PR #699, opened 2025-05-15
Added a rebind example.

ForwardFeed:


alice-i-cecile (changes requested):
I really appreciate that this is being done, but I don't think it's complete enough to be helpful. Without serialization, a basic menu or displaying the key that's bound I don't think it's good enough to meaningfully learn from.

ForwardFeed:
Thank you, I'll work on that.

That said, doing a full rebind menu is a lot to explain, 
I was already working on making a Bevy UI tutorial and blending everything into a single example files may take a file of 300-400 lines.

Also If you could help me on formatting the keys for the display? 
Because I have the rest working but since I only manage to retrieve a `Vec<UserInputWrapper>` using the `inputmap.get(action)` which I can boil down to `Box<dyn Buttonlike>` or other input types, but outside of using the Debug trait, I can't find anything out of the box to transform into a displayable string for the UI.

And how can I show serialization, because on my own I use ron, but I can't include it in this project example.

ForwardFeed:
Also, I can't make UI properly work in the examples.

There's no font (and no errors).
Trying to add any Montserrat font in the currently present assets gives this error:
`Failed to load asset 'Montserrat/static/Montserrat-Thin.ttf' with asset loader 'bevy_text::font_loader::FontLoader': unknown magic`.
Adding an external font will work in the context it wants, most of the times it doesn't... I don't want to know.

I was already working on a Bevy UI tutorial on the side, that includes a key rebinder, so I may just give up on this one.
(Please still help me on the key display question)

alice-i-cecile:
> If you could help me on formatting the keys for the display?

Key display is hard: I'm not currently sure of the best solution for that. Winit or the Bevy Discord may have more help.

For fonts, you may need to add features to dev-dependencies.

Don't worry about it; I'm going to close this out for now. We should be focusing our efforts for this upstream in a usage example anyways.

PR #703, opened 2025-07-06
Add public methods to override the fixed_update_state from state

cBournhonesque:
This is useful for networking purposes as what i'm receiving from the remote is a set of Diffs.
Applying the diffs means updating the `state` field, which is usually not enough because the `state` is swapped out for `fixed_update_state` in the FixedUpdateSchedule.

..............................

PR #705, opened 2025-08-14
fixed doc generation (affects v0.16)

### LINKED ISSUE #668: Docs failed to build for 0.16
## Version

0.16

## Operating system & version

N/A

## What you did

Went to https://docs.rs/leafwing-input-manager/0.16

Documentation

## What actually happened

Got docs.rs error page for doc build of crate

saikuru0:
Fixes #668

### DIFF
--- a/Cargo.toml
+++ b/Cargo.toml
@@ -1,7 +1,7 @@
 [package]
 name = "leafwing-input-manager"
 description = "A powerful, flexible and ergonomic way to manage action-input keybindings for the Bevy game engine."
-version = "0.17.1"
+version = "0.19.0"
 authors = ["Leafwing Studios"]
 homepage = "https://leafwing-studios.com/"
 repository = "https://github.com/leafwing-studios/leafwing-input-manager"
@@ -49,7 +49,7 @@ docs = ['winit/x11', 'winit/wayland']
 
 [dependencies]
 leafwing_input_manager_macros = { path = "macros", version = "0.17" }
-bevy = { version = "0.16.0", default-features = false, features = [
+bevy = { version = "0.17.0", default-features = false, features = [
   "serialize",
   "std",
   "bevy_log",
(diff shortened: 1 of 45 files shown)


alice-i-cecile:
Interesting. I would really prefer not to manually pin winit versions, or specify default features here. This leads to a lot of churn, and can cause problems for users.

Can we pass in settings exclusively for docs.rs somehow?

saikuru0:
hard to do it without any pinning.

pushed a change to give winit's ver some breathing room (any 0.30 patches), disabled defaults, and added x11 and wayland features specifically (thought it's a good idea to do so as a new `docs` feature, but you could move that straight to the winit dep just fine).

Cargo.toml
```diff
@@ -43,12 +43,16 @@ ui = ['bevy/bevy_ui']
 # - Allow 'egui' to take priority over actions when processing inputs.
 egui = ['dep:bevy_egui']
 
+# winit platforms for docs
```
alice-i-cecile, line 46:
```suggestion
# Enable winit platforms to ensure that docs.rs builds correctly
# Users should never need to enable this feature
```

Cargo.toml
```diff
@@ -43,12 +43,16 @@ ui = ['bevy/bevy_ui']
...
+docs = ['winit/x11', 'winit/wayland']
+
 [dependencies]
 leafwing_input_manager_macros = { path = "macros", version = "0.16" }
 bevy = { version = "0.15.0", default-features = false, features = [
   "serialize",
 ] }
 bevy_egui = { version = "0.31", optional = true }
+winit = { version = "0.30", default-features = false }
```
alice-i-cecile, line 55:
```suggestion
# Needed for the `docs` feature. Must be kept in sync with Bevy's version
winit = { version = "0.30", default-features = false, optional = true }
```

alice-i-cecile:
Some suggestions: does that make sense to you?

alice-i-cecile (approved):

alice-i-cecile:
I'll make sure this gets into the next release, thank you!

..............................

Task directions: Filter the data for the string "into". Copy each matching line.

Solution to this task:
I was already working on making a Bevy UI tutorial and blending everything into a single example files may take a file of 300-400 lines.
Because I have the rest working but since I only manage to retrieve a `Vec<UserInputWrapper>` using the `inputmap.get(action)` which I can boil down to `Box<dyn Buttonlike>` or other input types, but outside of using the Debug trait, I can't find anything out of the box to transform into a displayable string for the UI.
I'll make sure this gets into the next release, thank you!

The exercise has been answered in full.